1. Adolescents who are born before the age of 20 are occasionally seen in women who are diagnosed within 1 year of age. Insidious onset, slow progress, the process of atrophy can start at any part of the face, such as a side of the cheeks, etc., more common in the upper part and the upper part. The starting point is often strip-shaped and parallel to the midline; the skin is dry and wrinkled and the hair is detached. The lesion is called "knife mark". The lesion develops slowly to half of the face. The forehead of the eyelids, the cheeks of the ankle, the tongue and gums, etc. . Occasionally, it can affect the facial head, neck, shoulders, or other parts of the body to cause pain or sensory disturbances on the cheeks. A few onsets are seizures.
2. The ward is characterized by subcutaneous fat and connective tissue atrophy, skin atrophy and wrinkles, often accompanied by hair loss, hyperpigmentation, leukoplakia, telangiectasia, increased sweat secretion or reduced salivary secretion, sacral frontal bone, etc., and normal skin There is a clear dividing line.

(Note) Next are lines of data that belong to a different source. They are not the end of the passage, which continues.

PR #4374, opened 2021-12-21
feat(docs): add inline documentation to regexp, runtime, sampledata, slack, and system packages

sanderson:

- regexp
- runtime
- sampledata
- slack
- system

### Done checklist
- [x] docs/SPEC.md updated
- [x] Test cases written


onelson (approved):
LGTM :ship:

PR #4385, opened 2022-01-04
perf: Make SourceLocation cheaper to clone

Marwes:
## perf: Remove source for SourceLocation

The `source` field is barely used throughout the compiler which makes it a rather expensive thing to keep around when the equivalent functionality can be provided for the cases that needs by passing the original source string through as well and using `Locator` to get the source segment.

## perf: Use a shared reference for the filename in SourceLocation

Each node contains a source location so by sharing it we can save a good few allocations.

3. Some cases show pupillary changes, iris pigmentation, eyeball retraction or protrusion, eyeball inflammation, secondary glaucoma facial pain or mild side sensation, facial muscle twitching, and endocrine disorders, which may progress with the course of the disease. Facial atrophy and focal lipoatrophy, often accompanied by skin hardening in a certain part of the body involving the limbs and trunk of the lesions, the limbs become thinner and shorter, the breasts become smaller, the bristles become thinner, the organs become smaller, but the muscles The force is normal. Some atrophy invades the contralateral limbs called cross-lateral atrophy.
The material in this site is intended to be of general informational use and is not intended to constitute medical advice, probable diagnosis, or recommended treatments.